* [Exercise aim]
In the records that follow, show each line where the word "Make" is present.

· · ·

PR #4341, opened 2019-04-17
Added warning making sure to setup/init logging before resolving logger

ramonsmits:
Based on live chat question

### DIFF
--- a/nservicebus/logging/usage.md
+++ b/nservicebus/logging/usage.md
@@ -12,7 +12,7 @@ Set up a single static field to an `ILog` in the classes, and then use it in all
 
 snippet: UsingLogging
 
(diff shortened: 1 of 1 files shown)


nservicebus/logging/usage.md
```diff
@@ -12,6 +12,8 @@ Set up a single static field to an `ILog` in the classes, and then use it in all
 
 snippet: UsingLogging
 
+WARNING: Make sure that logging is correctly setup/initialized before resolving a logger instance. Not doing this can result a logger using an incorrect configuration
```
kbaley:
```suggestion
WARNING: Make sure that logging is correctly initialized before resolving the `ILog` instance. Not doing so can result in a logger using an incorrect configuration
```

ramonsmits: @kbaley Its a common problem, but that doesn't mean we should't warn them. Its based on support and this isn't the first time I had this issue.I like to see it added.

· · ·

* [Answer to this task]
+WARNING: Make sure that logging is correctly setup/initialized before resolving a logger instance. Not doing this can result a logger using an incorrect configuration
WARNING: Make sure that logging is correctly initialized before resolving the `ILog` instance. Not doing so can result in a logger using an incorrect configuration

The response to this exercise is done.